Assuming you’re still running out of memory I’d suggest adding some swap to get it over the peak, and if possible to grab a memory profile when it’s using a lot of RAM and perhaps we can narrow down why and reduce it.
That said it’s not certain that it’s possible to reduce it enough for your systems and use case. If there are large files we will use large blocks (16 MiB). A block “in flight” is copied in memory several times by necessity. The GC allocator adds overhead. Even our lowest configurable limits allow for some concurrency. Etc, so this all adds up to potentially more RAM required in some situations than you might physically have.
Might setting GOGC=25 environment variable help to trigger GC more often? At least for my raspberry pi (512MB RAM) this prevented huge RAM usage and lockups at the cost of higher CPU usage. However my usage might be different with only rare changes and mostly on one side but more total data on more folders (659 GiB, ~288000 files)).
Assuming you’re still running out of memory I’d suggest adding some swap to get it over the peak, and if possible to grab a memory profile when it’s using a lot of RAM and perhaps we can narrow down why and reduce it.
I would prefer to exhaust all other avenues before adding swap, as I will eventually be running this device with the root partition mounted with a read only overlayfs. But I do understand the requirement for swap if there is nothing else we can do.

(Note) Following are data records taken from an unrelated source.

PR #3145, opened 2024-10-17
Add logging output during Packer failures

cdunbar13:
This PR adds an output to the Packer module that prints a custom gcloud logging command of the format

`gcloud logging --project <project> read 'logName=("projects/<project>/logs/GCEMetadataScripts" OR "projects/<project>/logs/google_metadata_script_runner") AND resource.labels.instance_id=<instance #>' --format="table(timestamp, resource.labels.instance_id, jsonPayload.message)" --order=asc`

when Packer fails during the startup scripts.  It also updates packer to create a instance name variable for the instance so that can be more easily tracked in the module.  It varies from the command in the README in that it should not need the freshness option as it is specific to one instance.  It also does not look for `"^startup-script: "` as that can be a bit too specific of a query.

This PR also removes some redundant image name outputs, and updates the golden copies.

This was tested on a simple Packer blueprint that introduced an script that only ran `exit 1` and cause the Packer module to end with an error.  It was also tested with a clean build to confirm no new issues were introduced.


tpdownes (changes requested):
Please review my concerns about the shell of the cleanup provisioner. I'd rather have seen these as 3 separate, simple commits. If that's easy to do at this point, please do.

In the opening post to this topic I had uploaded a heap profile.
That said it’s not certain that it’s possible to reduce it enough for your systems and use case. If there are large files we will use large blocks (16 MiB). A block “in flight” is copied in memory several times by necessity. The GC allocator adds overhead. Even our lowest configurable limits allow for some concurrency. Etc, so this all adds up to potentially more RAM required in some situations than you might physically have.
Thank you very much for the information regarding the overhead.

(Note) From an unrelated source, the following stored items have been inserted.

PR #3150, opened 2024-10-21
Initial commit for new logging output

cdunbar13:
This PR adds an output to the Packer module that prints a custom gcloud logging command of the format

gcloud logging --project <project> read 'logName=("projects/<project>/logs/GCEMetadataScripts" OR "projects/<project>/logs/google_metadata_script_runner") AND resource.labels.instance_id=<instance #>' --format="table(timestamp, resource.labels.instance_id, jsonPayload.message)" --order=asc

when Packer fails during the startup scripts. It also updates packer to create a instance name variable for the instance so that can be more easily tracked in the module. It varies from the command in the README in that it should not need the freshness option as it is specific to one instance. It also does not look for "^startup-script: " as that can be a bit too specific of a query.

This PR also updates the golden copies.

This was tested on a simple Packer blueprint that introduced an script that only ran exit 1 and cause the Packer module to end with an error. It was also tested with a clean build to confirm no new issues were introduced.

### DIFF
--- a/modules/packer/custom-image/image.pkr.hcl
+++ b/modules/packer/custom-image/image.pkr.hcl
@@ -21,6 +21,9 @@ locals {
   image_name_default = "${local.image_family}-${formatdate("YYYYMMDD't'hhmmss'z'", timestamp())}"
   image_name         = var.image_name != null ? var.image_name : local.image_name_default
 
+  # construct vm image name for use when getting logs
+  instance_name = "packer-${substr(uuidv4(), 0, 6)}"
+
   # default to explicit var.communicator, otherwise in-order: ssh/winrm/none
   shell_script_communicator      = length(var.shell_scripts) > 0 ? "ssh" : ""
   ansible_playbook_communicator  = length(var.ansible_playbooks) > 0 ? "ssh" : ""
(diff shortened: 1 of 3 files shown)


modules/packer/custom-image/image.pkr.hcl
```diff
@@ -197,4 +201,25 @@ build {
...
+
+  # If there is an error during image creation, print out command for getting packer VM logs
+  error-cleanup-provisioner "shell-local" {
+    environment_vars = [
+      "PRJ_ID=${var.project_id}",
+      "INST_NAME=${local.instance_name}",
+      "ZONE=${var.zone}",
+    ]
+    inline = [
+      "#!/bin/bash -e",
```
tpdownes, line 213: I think you want to use `execute_command` parametmer and `set -e` inside the script. The `provisioner` block above is an example (I believe  error-cleanup-provisioner implements all the parameters)

https://developer.hashicorp.com/packer/docs/provisioners/shell-local#execute_command

tpdownes (changes requested):

modules/packer/custom-image/image.pkr.hcl
cdunbar13: The execute command is specifically for scripts that are linked, I believe.  I've added the `inline_shebang` to specify the shell command.

tpdownes (approved):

In this case, the files are all either 8KB or 84KB, so I am guessing the large blocks will not be an issue?
I’d also lower the maxConcurrentIncomingRequestKiB to the lowest possible (32MiB), in case both folders are hitting the device with requests that should have some impact.

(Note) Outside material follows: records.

PR #3157, opened 2024-10-23
SlurmGCP. "All or nothing" bulk insert on requests with placements

mr0re1:


community/modules/scheduler/schedmd-slurm-gcp-v6-controller/modules/slurm_files/scripts/resume.py
```diff
@@ -134,8 +130,14 @@ def create_instances_request(nodes, partition_name, placement_group, job_id=None
     log.debug(f"create_instances_request: {model} placement: {placement_group}")
 
     body = NSDict()
+
     body.count = len(nodes)
-    body.minCount = 1
+
+    if placement_group:
```
cdunbar13, line 136: Isn't it simpler to just use
```
# Only set minCount if we need placement.
if not placement_group:
     body.minCount
```

community/modules/scheduler/schedmd-slurm-gcp-v6-controller/modules/slurm_files/scripts/resume.py
```diff
@@ -120,11 +120,7 @@ def per_instance_properties(node):
 
 def create_instances_request(nodes, partition_name, placement_group, job_id=None):
     """Call regionInstances.bulkInsert to create instances"""
-    assert len(nodes) > 0
-    if placement_group:
-        assert len(nodes) <= min(PLACEMENT_MAX_CNT, BULK_INSERT_LIMIT)
-    else:
-        assert len(nodes) <= BULK_INSERT_LIMIT
+    assert 0 < len(nodes) <= BULK_INSERT_LIMIT
```
cdunbar13, line 123: Testing the second assert later on will end up with some weird debug issues and I'm not sure what the model line will end up doing.

```
assert 0 < len(nodes) <= placement_group ? min(PLACEMENT_MAX_CNT, BULK_INSERT_LIMIT) : BULK_INSERT_LIMIT
```

cdunbar13 (approved):
It probably is fine but I have some comments.

community/modules/scheduler/schedmd-slurm-gcp-v6-controller/modules/slurm_files/scripts/resume.py
mr0re1: I want to explicitly spell out "no op" branch.

community/modules/scheduler/schedmd-slurm-gcp-v6-controller/modules/slurm_files/scripts/resume.py
mr0re1: ack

The memory profile showed all memory being used by the buffer-pool in protocol. In the worst case that means GC can’t help, because the sync.Pool hasn’t freed the buffers yet. Still worth a try adjusting GOGC.
I still experience the “crash”, and the system completely locks up.
It would appear that there is no solution to this.
I still find this situation strange, as every time I test this, syncing works for a random amount of time between 20 mins and 90 mins, then the available memory drops from ~300-400MB to just ~13MB in a matter of a few seconds.
As usual, I am unable to get a proper heap profile as Syncthing does not respond, however these are the outputs of the free command only seconds apart:
$ free
> total used free shared buff/cache available
> Mem: 495936 212040 4500 2128 279396 357260
> Swap: 0 0 0
$ free
> total used free shared buff/cache available
> Mem: 495936 468924 4268 2128 22744 13792
> Swap: 0 0 0
I still don’t really understand what triggers this sharp increase in memory usage, as Syncthing works until this randomly occurs.
You can enable model debug logging to see what it is doing when the increase happens (e.g. a sudden burst of incoming requests, or something entirely different if I am completely wrong with suspecting requests ).
Sorry for the delay, not a lot of free time to work on this lately.
I’ve enabled STTRACE=model and run my test again twice.
Interestingly, both times Syncthing still crashed, however it did not completely lock up the system this time with the debug logging enabled. Syncthing restarted more or less straight away both times.
I have attached the Syncthing logs for the second crash, in case it sheds any light:
It’s handling a few thousand small files that almost exclusively need copying (reusing local data), but I don’t see anything strange. Nor a crash, so I presume it’s the oom killer. I’ll repeat myself from before;
Set STHEAPPROFILE and you’ll get profiles automatically when usage increases, just grab the largest one after the fact.